# My new ride



## Cdog (Mar 18, 2002)

Just picked this up today.



















Anybody got an idea where the serial # would be located. 

I have been told I can determine if I need to get the reinforcement kit for the mirage drive or not by the serial #.


----------



## Newsjeff (Jul 22, 2004)

Nice boat.

You can find the location of your serial number by clicking the link below (ya big dummy).

http://www.hobiecat.com/support/index.html

Just click on "Product Support" under the "Kayaks" tab once you're there. 

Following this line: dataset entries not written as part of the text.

PR #34, opened 2016-03-16
Improve HTML snippet handling for edx-platform

andy-armstrong:
It turns out that JQuery doesn't call ``toString`` on objects passed to its methods, so our approach of wrapping an HTML string in an object didn't work. At @robrap's suggestion, I'm now creating a string object and setting an ``isHtmlSnippet`` attribute on it. Fortunately almost all of the tests just worked with this fix, and even better you don't need to call ``toString`` before comparing the results.

In addition, I've removed a relative dependency from ``HtmlUtils`` to ``StringUtils`` as that doesn't currently work in edx-platform's Jasmine tests (I'm hoping it will work once we switch to Karma). In order to do this, I've changed the Jasmine tests to proxy dependency paths starting with ``edx-ui-toolkit`` to the correct location.

I'm successfully using these changes in my PR to incorporate the UI Toolkit into the platform:

https://github.com/edx/edx-platform/pull/11799

@robrap @dan-f please review.

FYI @AlasdairSwan @bjacobel

### DIFF
--- a/src/js/utils/html-utils.js
+++ b/src/js/utils/html-utils.js
@@ -6,7 +6,7 @@
  */
 (function(define) {
     'use strict';
-    define(['underscore', './string-utils.js'], function(_, StringUtils) {
+    define(['underscore', 'edx-ui-toolkit/js/utils/string-utils'], function(_, StringUtils) {
         var escape, interpolateHtml, HTML, template;
 
         /**
--- a/src/js/utils/html-utils.js
+++ b/src/js/utils/html-utils.js
@@ -10,54 +10,33 @@
         var escape, interpolateHtml, HTML, template;
 
         /**
-         * Creates an HTML snippet.
-         *
-         * The intention of an HTML snippet is to capture a string that
-         * is known to contain HTML that has been safely escaped.
-         * As an example, this allows interpolate to understand that
-         * it does not need to further escape this HTML.
+         * Helper function to return a string flagged as an HTML snippet.
          *
          * @param {string} htmlString The string of HTML.
-         * @constructor
-         */
-        function HtmlSnippet(htmlString) {
-            this.text = htmlString;
-        }
-        HtmlSnippet.prototype.valueOf = function() {
-            return this.text;
-        };
-        HtmlSnippet.prototype.toString = function() {
-            return this.text;
-        };
-
-        /**
-         * Helper function to create an HTML snippet.
-         *
-         * @param {string} htmlString The string of HTML.
-         * @returns {HtmlSnippet} An HTML snippet that can be safely rendered.
+         * @returns {string} A string flagged as an HTML snippet.
          * @constructor
          */
         HTML = function(htmlString) {
-            return new HtmlSnippet(htmlString);
+            var htmlSnippet = new String(htmlString); // jshint ignore:line
+            htmlSnippet.isHtmlSnippet = true;
+            return htmlSnippet;
         };
 
         /**
-         * Returns HTML that is appropriately escaped.
+         * Returns an HTML string that is appropriately escaped.
          *
-         * If the input is provided as a string, then an HtmlSnippet
-         * is returned with the original text escaped. If the input
-         * is already an HtmlSnippet then it is known to be already
-         * escaped and so it is just returned directly.
+         * Note: if the string provided is flagged as being an HTML snippet
+         * then it will be returned directly so as not to double escape it.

> Serial number location on Hobie Kayaks
> 
> Serial numbers on Hobie Kayaks are located on the transom or rear of the hull. The number is hand-engraved using a vibration tool. The number is on the underside of the rear of the boat, on the right side. Newer boats have a rectangular, raised, ridge around the serial number to make it easier to find. You can rub a small amount of graphite or soil into the serial number engraving to make it easier to read. Serial numbers use the following format: (example CCMB2345H989)
> 
> ...


----------



## Cdog (Mar 18, 2002)

Newsjeff said:


> Nice boat.
> 
> You can find the location of your serial number by clicking the link below (ya big dummy).
> 
> ...


Thanks (Ya meat eater) for the link, I was gonna look on the site if nobody replied but wanted to show off the new ride....


----------



## seeknfin (Dec 28, 2006)

There's also an upgrade on the rudder lift lever. The upgrade is an assembly with a screw that bolts through the shaft as apposed to seating on a flat spot filed on the shaft, which was prone to shifting, causing the set screw to backout the plastic lever. It happened to mine, also purchased used, I called WRO and they hooked me up with a new one. Replacement was not too bad, a set of vice grips are handy if you're doing it by yourself. 
You're going to have a blast in that yak, it's amazing what you can fish in (weather wise) the turbo fins are a big plus. 

Congrats, Tim


----------



## Cdog (Mar 18, 2002)

seeknfin said:


> There's also an upgrade on the rudder lift lever. The upgrade is an assembly with a screw that bolts through the shaft as apposed to seating on a flat spot filed on the shaft, which was prone to shifting, causing the set screw to backout the plastic lever. It happened to mine, also purchased used, I called WRO and they hooked me up with a new one. Replacement was not too bad, a set of vice grips are handy if you're doing it by yourself.
> You're going to have a blast in that yak, it's amazing what you can fish in (weather wise) the turbo fins are a big plus.
> 
> Congrats, Tim


Thanks for the info.


----------



## jay b (Dec 1, 2002)

Congrats on the new ride !! When you going to get some slime on it ??


----------



## Cdog (Mar 18, 2002)

jay b said:


> Congrats on the new ride !! When you going to get some slime on it ??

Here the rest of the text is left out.